One of the conditions of that offering is to reconstitute the Kairos board of directors as a three-person board that consists of O’Hara, Kairos Director Mike Gardner and Doval.
The point of this offering is to raise $500,019 in “emergency capital” to be able to pay its employees and continue operating into 2019. As O’Hara noted, the offering was fully subscribed.
Thanks to this current legal situation, which Brackeen refers to as a “cram down,” his ownership in the company has decreased by 90 percent, which “shows a disrespect for founders.”

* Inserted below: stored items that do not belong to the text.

Issue #2425, opened 2020-11-26
disable_animation injected script causes XHTML parsing error


dmorgan-fa:
Hi, I recently ran into some issues when enabling the `disable_animation` option:

https://github.com/teamcapybara/capybara/blob/f43b6499ecb2721dd97b63a7fe31ff2518b89b4c/lib/capybara/server/animation_disabler.rb#L47

The above line causes XHTML pages to incur a parsing error on the `defer` tag (see [here](https://monkeyraptor.johanpaul.net/2015/11/fixing-xhtml-parsing-error-on-chrome.html)) then on the logical `&&`.

Locally testing, I've found that the following resolves the issue: `<script defer="true">if (typeof jQuery !== 'undefined') {jQuery.fx.off = true};</script>`.

Some context around the issue:
While this might be limited in scope, it impacts some specs we have that are in place to provide support for a third party's import format.

Apologies, I'm unfamiliar with what's necessary to fully resolve this (PR, an appropriate test, etc.).

twalpole:
I didn't realize anyone still cared about XHTML :).  Additionally, I'd say if you're running validators against your document during your tests, you probably shouldn't be running them against documents that test tools have injected markup/code into  - since it's not really validating what would be served to an end-user.

That being said the "correct" solution here (rather than changing the JS) is probably to wrap the script and inline style sections in commented CDATA.  That will mean if the JS/CSS is updated in the future it won't be an issue.  If you could submit a PR for that it'd be great.

dmorgan-fa:
Thanks for the help @twalpole! That makes more sense as a solution.

I've created a PR, let me know if there's anything else I need to do 👍

PR #2428, opened 2020-12-01
Wrapping injected disable_animation script in CDATA to prevent XHTML/…

dmorgan-fa:
Addressing issue raised on [#2425](https://github.com/teamcapybara/capybara/issues/2425) - `disable_animation injected script causes XHTML parsing error`.

Wrapped the injected `disable_animation` script with CDATA to prevent XHTML/XML parser errors (see [here](https://monkeyraptor.johanpaul.net/2015/11/fixing-xhtml-parsing-error-on-chrome.html)).

### DIFF
--- a/lib/capybara/server/animation_disabler.rb
+++ b/lib/capybara/server/animation_disabler.rb
@@ -44,7 +44,11 @@ module Capybara
       end
 
       DISABLE_MARKUP_TEMPLATE = <<~HTML
-        <script defer>(typeof jQuery !== 'undefined') && (jQuery.fx.off = true);</script>
+        <script defer="defer">
+        //<![CDATA[
+          (typeof jQuery !== 'undefined') && (jQuery.fx.off = true);
+        //]]>
+        </script>
         <style>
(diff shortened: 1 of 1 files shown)


twalpole:
Hmmm -- I thought this should be something like

    <script defer>
    //<![CDATA[
    ...code...
    //]]>
   </script>

So I'm confused why the tests pass

dmorgan-fa:
Hey, so I took another pass at this, and think I've resolved the issues. If we continue to pass the `defer` tag without a value, the XML parser still fails (see [here](https://monkeyraptor.johanpaul.net/2015/11/fixing-xhtml-parsing-error-on-chrome.html) and screenshot below).

image

I think you're right that the previous PR wasn't doing what was expected.
I went back and checked, and it wasn't successfully injecting the script, so your question about why the tests were passing seems pretty valid.

I've updated the PR and checked that the script is present in the DOM when `disable_animation` is enabled, and it doesn't trigger the parsing error.

twalpole:
Thank you.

Kairos is pretty cash-strapped right now. Even with the emergency capital in place, Kairos is only set up to be able to operate through Q1 2019, “by the end of which management believes that revenue growth through sales either will enable the Company to become financially self-sustaining or will place the Company on a more sound financial footing that allows it to conduct further capital-raising,” the memo states.
Meanwhile, however, Brackeen says he has been able to raise $3.5 million in venture funding, and is targeting a total of $5 million. This funding, he hopes, will be successful in convincing shareholders to vote to replace the board. Brackeen raised this funding from Beyond Capital Markets, an impact investment fund.
But convincing them to invest given the current state of Kairos was quite the feat, Brackeen said.
“It’s like riding a bike backwards with one arm — and blind,” he told me.
The lesson for founders, Brackeen told me, is “when you’re taking those first investments and you’re really excited, you need to have callouts for the founder versus the current CEO.”
He added that “angel groups shouldn’t have that kind of power too late in a company’s lifecycle.” Additionally, once founders are starting to raise a Series A, “you need to make sure your lawyers are not meeting them halfway on docs and not necessarily playing nice.”